I have participated in asking and answering questions at the SPSS google group for close to two years now. I am going to stop though, as I would recommend going other places to ask and answer questions. The SPSS google group has become over-ridden with spam. Much more spam than actual questions, and I have spent much more time for at least a few months marking spam rather than answering questions.

I have diligently been marking the spam that arises for quite some time, but unfortunately google has not taken any obvious action to prevent it from occurring. I noted this mainly because the majority of recent spam has repeatedly come from only two email addresses. It is sad, mainly because I have a gmail account and I am fairly sure such obvious spam emails would not make it through my gmail account, so I don’t know why they make it through to google groups.

I believe amounts of spam and actual questions have waxed and waned in the past, but I see little reason to continue to use the forum when other (better) alternatives exist. Fortunately I can recommend alternatives to ask questions related to conducting analysis in SPSS, and the majority of the same SPSS experts answer questions at many of the forums.

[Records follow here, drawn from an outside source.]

PR #573, opened 2022-10-09
Adding photo upload error alert when upload fails (fixes #436)

### LINKED ISSUE #436: User friendly message when upload image too large
Display a user friendly message when upload image is too large (or when there's anything wrong with the upload)

### To do:
- [x] Write a simple popup alert based on https://www.radix-ui.com/docs/primitives/components/alert-dialog (we're phasing out `headless-ui`
- [x] handle client side error:  https://github.com/OpenBeta/open-tacos/blob/develop/src/js/hooks/usePhotoUploader.ts#L36
- [x] handle server side error: https://github.com/OpenBeta/open-tacos/blob/develop/src/js/hooks/usePhotoUploader.ts#L36

clintonlunn:
fixes #436

Taking a first stab at this. 

Added a basic alert to tell the user that their upload failed. 

The message will say either:
 - 'Failed to upload: Exceeded retry limit'.
 - 'Failed to upload: max file size 5MB.'

image

### DIFF
--- a/src/components/Header.tsx
+++ b/src/components/Header.tsx
@@ -3,6 +3,8 @@ import { useRouter } from 'next/router'
 import MobileTabletAppBar from './MobileAppBar'
 import DesktopAppBar from './DesktopAppBar'
 import useResponsive from '../js/hooks/useResponsive'
+import PhotoUploadError from './media/PhotoUploadError'
+import { userMediaStore } from '../js/stores/media'
 
 const NAV_BAR_IDENTIFIER = 'tacos-nav-bar'
 
@@ -13,6 +15,8 @@ interface HeaderProps {
 export default function Header (props: HeaderProps): JSX.Element {
   const { isTablet, isMobile } = useResponsive()
   const includeFilters = Boolean(props.showFilterBar)
+  const photoUploadErrorMessage = userMediaStore.use.photoUploadErrorMessage()
+  const isPhotoError = photoUploadErrorMessage !== null
 
   const router = useRouter()
   const isIndexPage = router.pathname === '/'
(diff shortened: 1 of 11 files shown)


clintonlunn:
I found another ErrorAlert component that I was able to reuse. To my understanding, this doesn't use the headless-ui like issue said is getting phased out. 
image

image

The mobile view doesn't look awesome, but neither does the rest of the page behind it.

vnugent:
@clintonlunn Thanks for this.
You're right, you're phasing out headless-ui.  It looks like there isn't enough room for new import ticks button.  We can fix that in a separate issue.

clintonlunn:
@vnugent Are we okay with the pop-up being in the middle of the screen on both mobile and desktop? It seems like we have both middle and slide up from bottom (when on mobile). I've been trying to figure out how to slide from and stick to bottom but I am not super familiar with how that could be done using tailwind.

vnugent:
> Are we okay with the pop-up being in the middle of the screen on both mobile and desktop?

Yes please.

clintonlunn:
> > Are we okay with the pop-up being in the middle of the screen on both mobile and desktop?
> 
> Yes please.

Great! then I will leave it how it is. Do you see an opportunity to expand test coverage here? I'm mulling over what sort of functionality we can test.

vnugent:
> Great! then I will leave it how it is. Do you see an opportunity to expand test coverage here? I'm mulling over what sort of functionality we can test.

If you move the error popup logic downstream to UserGallery.tsx, it may be easier to test since there is already a [test](https://github.com/OpenBeta/open-tacos/blob/develop/src/components/media/__tests__/UserGallery.tsx).

Then you can mock 'userMediaStore.use.photoUploadErrorMessage()' to return true and check for the the popup.

clintonlunn:
@vnugent just updating. moving things to UserGallery was pretty straight forward. however, having trouble mocking that `userMediaStore.use.photoUploadErrorMessage()`

clintonlunn:
Actually, after some additional testing it looks like we might want to expand where the error popup could occur. Since the user can upload a photo from essentially all of the website (since there is a "+ Photo" button in nav bar), it might make sense to put this photo error logic into the `Header` component. It seems to work fine so far.

vnugent:
You're right.  Another good place would be the parent of Header, the application root [_app.tsx](https://github.com/OpenBeta/open-tacos/blob/develop/src/pages/_app.tsx).  You can see there's already a similar mechanism for Toast.

vnugent:
I spent a bit of time on this to see if we can mock/set the error message in test.  Unfortunately, _app.tsx is called by NextJS build, not an ordinary component that we can render in test. 

see https://github.com/vercel/next.js/discussions/13717

we can live without a unit test for now.

clintonlunn:
@vnugent thanks for looking into this!

vnugent:
My apologies.  I keep flip flopping on where to house the popup logic.  
I think Header is actually a better option like you original suggested since we can easy mock that component in test. If you can move the  popup logic to Header I'd be happy add a test.

clintonlunn:
@vnugent ok should be where you want now. I agree, having it at the tippy top _app level is probably not appropriate. Are you going to push a test to this branch? i'm wondering what i was missing in being able to mock that store value to trigger the photo error.

vnugent:
I've pushed a test:  https://github.com/OpenBeta/open-tacos/pull/573/files#diff-2b48f67fd6cccf60de91b72f2dc3af02e71bcce989643496ac1bae42d715513b

Thanks for your help.  I think we're good to merge

vnugent:
Screen Shot 2022-10-22 at 3 07 41 PM

Issue #592, opened 2022-11-03
Upgrade Next to 13


vnugent:
Need to upgrade hero icons first because the new next image lib requires alt tag which existing version of heroicons doesn't have.

- [x] Upgrade heroicons 
- [ ] upgrade next

mikeschen:
Closing, we have upgraded to Next 13.

PR #594, opened 2022-11-04
Upgrade next to v13

vnugent:
Issue #592

Upgrade Next v12 -> v13

- [x] Fix image component
- [x] Fix Link component
- [ ] Build issue


vnugent:
Postponed.

As much as I'd like to incrementally adopt the new v13 [nested routing](https://beta.nextjs.org/docs/routing/fundamentals) feature (main motivation for upgrading), it's not worth the effort to fix all the build issues that come with the upgrade.

Issue #499, opened 2022-08-14
Photos uploading from a route page should be tagged with that route by default


ygingras:
If I uploaded a photo from my profile, I don't expect any default tags, but if I uploading by following the link from a route page, I almost certainly mean to upload a photo of that route.

CocoisBuggy:
I'll work on this, it seems like a reasonable behavior assumption for that button

CocoisBuggy:
I have a fix for this that is halfway there

There is now a button that explicitly uploads-and-tags. I'll bring up the behavior of the top button at this weeks meeting and we can discuss how it should work.

Either way, this is a good piece of functionality to have started work on.

![image](https://user-images.githubusercontent.com/64557383/185947639-99aef45c-837d-4403-90da-21389d33b851.png)

#507 Will add this

vnugent:
Fixed in PR #619 

Instead of adding a new Upload button, I added additional logic to the current button to determine the current page from Next useRouter() hook and add a tag accordingly.

PR #619, opened 2022-11-26
Auto tag newly uploaded photo from area or climb page

vnugent:
Issue #499 
Instead of adding a new Upload button, I added additional logic to the current button to determine the current page from Next `useRouter()` hook and add a tag accordingly.

Also signal Next to rebuild the page being tagged.


src/js/hooks/usePhotoUploader.ts
```diff
@@ -47,20 +47,13 @@ export default function usePhotoUploader ({ onUploaded }: UploaderProps): PhotoU
       imageData = Buffer.from(imageData)
     }
 
-    let retry = 3
```
vnugent, line 50: For some reason this causes photos to be uploaded 3x in dev mode

Issue #620, opened 2022-11-30
Can't upload photos from iphone due to image size restriction


vnugent:
Currently users can only upload a photo up to 5MB.  Photos taken from modern mobile phone can be 7-8MB.

PR #621, opened 2022-11-30
Raise file size limit and apply reduction

vnugent:
Issue #620


vnugent:
This approach won't work due to Next placing a limit on serverless functions.
https://vercel.com/guides/how-to-bypass-vercel-body-size-limit-serverless-functions

Issue #629, opened 2022-12-19
Area description only shows 1st paragraph


vnugent:
When an area description contains multiple paragraphs, only the the 1st paragraph is shown.

https://openbeta.io/areas/740bf011-c032-5f86-987c-270009a89267

If you click on Edit (required an account) you will see the rest of the description.

clintonlunn:
Completed in https://github.com/OpenBeta/open-tacos/pull/639

PR #639, opened 2022-12-29
Adding read more / read less behavior to areas (#629)

clintonlunn:
I repurposed the Description from the crag summary components since it had a read more/less behavior.

@vnugent Is this approach of using transitions of maxheight to show/hide text instead of removing it from the dom preferred? I suppose this approach gives us the ability to have smooth transitions where other approaches wouldn't.

### DIFF
--- a/src/components/area/panel/panelHeader.tsx
+++ b/src/components/area/panel/panelHeader.tsx
@@ -1,8 +1,7 @@
 import * as React from 'react'
-import { useMemo } from 'react'
-import { summarize } from '../../crag/cragSummary'
+import Description from '../../ui/Description'
 
-export interface PanelHeaderProps{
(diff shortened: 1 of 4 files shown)


clintonlunn:
I cannot find any areas that have description in the environment that Vercel deploys the preview in.

clintonlunn:
https://open-tacos-git-area-description-readmore-629-openbeta-dev.vercel.app/areas/58343ac7-d09d-502d-80d2-8c6694f7c914

image
image
image
image

vnugent:
Thanks for refactoring the Description component. 
> Is this approach of using transitions of maxheight to show/hide text instead of removing it from the dom preferred? I suppose this approach gives us the ability to have smooth transitions where other approaches wouldn't.

I think it's fine.

Issue #626, opened 2022-12-14
User Profile Edit: Website url validation is too strict


evannoronha:
## Problem

I'm trying to add a link to my instagram account to my OpenBeta profile. My handle is `@evanclimbs.jpg`. The corresponding url is `https://www.instagram.com/evanclimbs.jpg/`.

## Current Behavior
<img width="442" alt="image" src="https://user-images.githubusercontent.com/6803522/207706881-5dd0ec0d-d899-4cd6-b4be-e4bf87aa0d28.png">

## Possible Solution
Use a standard url validation library to check this field.

## Steps to Reproduce
1. Visit `https://openbeta.io/account/edit`
2. Input a valid url under `Website` that contains dots in the path.
3. Observe failure.

vnugent:
@evannoronha Thanks for reporting.   I did try Yup built-in URL validator but it was too strict.  

### Suggestion
Improve the current regex https://github.com/OpenBeta/open-tacos/blob/develop/src/js/utils.ts#L173 or find a better validator

vnugent:
@evannoronha the issue has been fixed. Can you please try updating your profile again?

vnugent:
Verified in prod

PR #648, opened 2023-01-07
Coco/url validation

CocoisBuggy:
fix for #626

This makes the url validation for flexible, and closes a validation hole in the `/api/user/profile` to check the website before pumping it to the auth0 datastore.

**explicit http** is also prohibited (https being the enforced protocol)

I've added cases into the test file, if I've missed something obvious changing the validator function will enforce both on profile and on api endpoint.


vnugent:
@CocoisBuggy thanks for this!

vnugent:
@all-contributors add @evannoronha for bug

PR #683, opened 2023-02-03
Address Overflow Issue

### LINKED ISSUE #678: Overflow issue user gallery page
This issue tracker is **ONLY** used for reporting bugs!

Horizontal scroll bar is visible when the screen size is below 1022px, Appears to be caused by long image captions.
http://localhost:3000/u/viet-test-profile

## Expected Behavior
Horizontal scrollbar should be hidden on small screen sizes.

## Possible Solution
add `overflow: hidden` to image container

## Steps to Reproduce
1. Navigate to user gallery page: http://localhost:3000/u/viet-test-profile
2. Make screen smaller than 1022px
3. Horizontal scroll bar should be visible. See Screen Shot.

Screen Shot 2023-02-01 at 1 38 35 PM

Image with `overflow: hidden` added to  the image container `<div class="relative"></dvi>`

Screen Shot 2023-02-01 at 1 38 43 PM

tedgeving:
Set a width on `Tag.tsx` component to make the text truncate properly.  
https://github.com/OpenBeta/open-tacos/issues/678

### DIFF
--- a/src/components/media/Tag.tsx
+++ b/src/components/media/Tag.tsx
@@ -9,10 +9,9 @@ interface PhotoTagProps {
   isAuthorized?: boolean
   showDelete?: boolean
   size?: 'md' | 'lg'
-  maxWidth?: number
 }
 
-export default function Tag ({ tag, onDelete, size = 'md', showDelete = false, isAuthorized = false, maxWidth }: PhotoTagProps): JSX.Element | null {
+export default function Tag ({ tag, onDelete, size = 'md', showDelete = false, isAuthorized = false }: PhotoTagProps): JSX.Element | null {
   const [url, name] = resolver(tag)
   if (url == null || name == null) return null
   const isArea = tag.destType === TagTargetType.area
--- a/src/components/media/Tag.tsx
+++ b/src/components/media/Tag.tsx
@@ -1,8 +1,8 @@
 import Link from 'next/link'
 import { XCircleIcon, MapPinIcon } from '@heroicons/react/20/solid'
 import clx from 'classnames'
-
 import { HybridMediaTag, MediaTagWithArea, MediaTagWithClimb, TagTargetType } from '../../js/types'
+import useResponsive from '../../js/hooks/useResponsive'
 
 interface PhotoTagProps {
   tag: HybridMediaTag
@@ -16,6 +16,8 @@ export default function Tag ({ tag, onDelete, size = 'md', showDelete = false, i
   const [url, name] = resolver(tag)
   if (url == null || name == null) return null
   const isArea = tag.destType === TagTargetType.area
+  const currentScreensize = useResponsive()
+
   return (
     <Link href={url} prefetch={false}>
       <a
@@ -27,7 +29,7 @@ export default function Tag ({ tag, onDelete, size = 'md', showDelete = false, i
         onClick={stopPropagation}
       >
         {isArea && <MapPinIcon className='w-4 h-4' />}
-        <div className='mt-0.5 whitespace-nowrap truncate text-sm'>{name}</div>
+        <div style={currentScreensize.isDesktop || currentScreensize.isTablet ? { maxWidth: 240 } : { maxWidth: 'calc(80vw)' }} className='mt-0.5 whitespace-nowrap truncate text-sm'>{name}</div>
         {isAuthorized && showDelete &&
           <button onClick={(e) => {
             onDelete(tag.id)
--- a/src/components/media/Tag.tsx
+++ b/src/components/media/Tag.tsx
@@ -1,5 +1,7 @@
 import Link from 'next/link'
-import { XCircleIcon, MapPinIcon } from '@heroicons/react/20/solid'
+import { XCircleIcon } from '@heroicons/react/20/solid'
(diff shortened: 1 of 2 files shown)


vnugent:
###  Gallery view on mobile 
we use an entirely different card component for mobile: https://github.com/OpenBeta/open-tacos/blob/develop/src/components/media/MobileMediaCard.tsx#L19

Screen Shot 2023-02-04 at 9 31 19 AM

---
### Signed in / desktop
We should account for the X button when a user signs in and views their own profile

Screen Shot 2023-02-04 at 9 31 54 AM

tedgeving:
@vnugent Let me know if those changes work for you. Normally I'd add a few css rules to sort this kind of issues out, or let me know if you think I should try a different approach.

src/components/media/Tag.tsx
```diff
@@ -27,7 +30,8 @@ export default function Tag ({ tag, onDelete, size = 'md', showDelete = false, i
         onClick={stopPropagation}
       >
         {isArea && <MapPinIcon className='w-4 h-4' />}
-        <div className='mt-0.5 whitespace-nowrap truncate text-sm'>{name}</div>
+
+        <div style={maxWidth !== undefined ? { maxWidth: maxWidth } : { maxWidth: DEFAULT_TAG_WIDTH }} className='mt-0.5 whitespace-nowrap truncate text-sm'>{name}</div>
```
vnugent: what do you think if we just default max width to Tailwind `max-width-xs` which is 320?  And set `title` attribute to `name` to show a tool tip on desktop?  This way we don't have to introduce the maxWidth param?
```html
<div className='mt-0.5 whitespace-nowrap truncate text-sm max-w-xs ' title={name}>{name}</div>
```

https://tailwindcss.com/docs/max-width

src/components/media/Tag.tsx
```diff
@@ -10,12 +9,16 @@ interface PhotoTagProps {
   isAuthorized?: boolean
   showDelete?: boolean
   size?: 'md' | 'lg'
+  maxWidth?: number
 }
 
-export default function Tag ({ tag, onDelete, size = 'md', showDelete = false, isAuthorized = false }: PhotoTagProps): JSX.Element | null {
+export default function Tag ({ tag, onDelete, size = 'md', showDelete = false, isAuthorized = false, maxWidth }: PhotoTagProps): JSX.Element | null {
```
vnugent: with `max-width-xs` set we don't have to introduce maxWidth param

vnugent (changes requested):

src/components/media/Tag.tsx
tedgeving: I looked into using that class an it is not narrow enough for some screen sizes and the small cards. 240px or so is the max width for several screen sizes and layouts.  See Screen Shot.

Maybe it would be better to limit the tag length on the admin side?  Or alternatively write a small utility function that truncates long tags?

Screen Shot 2023-02-08 at 7 22 07 PM

vnugent: Ah, you're right. In which case we can specify an arbitrary value directly in Tailwind: 

`max-w-[240px]`

This way we can keep all css within className (as much as possible).  The title attribute will enable a tool tip for those on desktop.

tedgeving: LOL, that was easy, first projects I've used tailwind on.  Nice feature, I've used Bootstrap for 10 plus years and it does not have anything similar.

Should be good to merge now.

src/components/media/Tag.tsx
```diff
@@ -10,12 +9,16 @@ interface PhotoTagProps {
   isAuthorized?: boolean
   showDelete?: boolean
   size?: 'md' | 'lg'
+  maxWidth?: number
```
vnugent: can you remove this?

src/components/media/Tag.tsx
```diff
@@ -10,12 +9,16 @@ interface PhotoTagProps {
...
 }
 
-export default function Tag ({ tag, onDelete, size = 'md', showDelete = false, isAuthorized = false }: PhotoTagProps): JSX.Element | null {
+export default function Tag ({ tag, onDelete, size = 'md', showDelete = false, isAuthorized = false, maxWidth }: PhotoTagProps): JSX.Element | null {
   const [url, name] = resolver(tag)
   if (url == null || name == null) return null
   const isArea = tag.destType === TagTargetType.area
+
+  const DEFAULT_TAG_WIDTH = 320
```
vnugent: can you remove?

src/components/media/Tag.tsx
vnugent: please remove `maxWidth` prop

vnugent (changes requested):

src/components/media/Tag.tsx
tedgeving: done

src/components/media/Tag.tsx
tedgeving: done

vnugent:
Screen Shot 2023-02-10 at 1 40 57 PM
Screen Shot 2023-02-10 at 1 40 00 PM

First I would recommend the Nabble SPSS group. I recommend it first mainly because it has the best pool of SPSS experts answering questions. It has an alright interface, that includes formatting responses in html and uploading attachments. One annoyance I have is that many automatic email replies get through when you post something on this list (so people listening set your automatic email replies  to not reply to list serve addresses). To combat this I have a mass email filter, and if I get an out of office reply in response to a posting your email address automatically goes to my email trash. In the future I just may send all responses from the list serve to the trash, as I follow questions/answers in the group using RSS feeds anway.

Second I would recommend CrossValidated if it has statistical content, and Stackoverflow if it is strictly related to programming. SPSS doesn’t have many questions on StackOverflow, but it is one of the more popular tags on CrossValidated. These have the downside that the expert community that answers questions related to SPSS specifically is smaller than Nabble (although respectable), but it has the advantage of a potential greater community input on other tangential aspects, especially related to advice about statistical analysis. Another advantage is the use of tags, and the ability to write posts in markdown as well as embed images. A downside is you can not directly attach files.

Third I would recommend the SPSS developerworks forum. There has been little to no community build up there, and so it is basically ask Jon Peck a question. For this reason I would recommend the other forums over the IBM provided forum. While the different sub sections for different topics is a nice idea, the Stackoverflow style of tags IMO works so much better it is hard to say nice things about the other list-serve or forum types of infrastructure. Jon Peck answers questions at all of the above places as well, so it is not like you are missing his input by choosing stack overflow as opposed to the IBM forum.

I hope in the future the communities will all just pick one place (and I would prefer all the experts migrate to CrossValidated and StackOverflow for many reasons). But at least no one should miss the google group with the other options available.